Já Zveiter afirmou que o tribunal tem intenção de proibir celulares nas cabines de votação. De acordo com Zveiter, os cidadãos que não cumprirem a proibição poderão ser presos. A iniciativa tem como objetivo evitar que eleitores tirem fotos dos seus votos para provar que votaram em determinados candidatos.

O desembargador afirmou que pediu ao TSE a presença do Exército em determinadas regiões do Estado do Rio, que são classificadas como "críticas" pelo tribunal, em tempos de votação. São regiões que, por englobarem características específicas, como presença elevada de milícias; e de outras forças que podem obrigar o eleitor a mudar seu voto, podem dificultar a eficiência do andamento do processo eleitoral, no âmbito democrático, na hora da votação.

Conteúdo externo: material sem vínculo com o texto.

PR #720, opened 2024-05-24
Cristolib network is closed

francoisfds:
The "Cristolib" network (France) is definitely closed since 2024-05-20.

See these links (only in french) :
- http://www.cristolib.fr/misc/closed.html (could go offline at some point)
- https://www.ville-creteil.fr/fermeture-definitive-du-service-cristolib

This pull request removes the network from pybikes.

Regards.


eskerda:
Thanks!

Segundo Zveiter, foi feito um levantamento de regiões críticas que serão definidas exatamente assim que o TSE permitir a presença do exército. "O Exército poderá dar tranquilidade para a população", disse Zveiter. Nestas zonas, além do Exército, haverá presenças das polícias militar, civil, federal, e rodoviária federal. Ocorrerá, ainda, um esforço para que a circulação das pessoas nestas zonas seja limitada à votação e à circulação de moradores. Entre as regiões citadas como críticas por Zveiter estão o Complexo Petroquímico do Rio de Janeiro (Comperj), além de Campos e Rio das Ostras.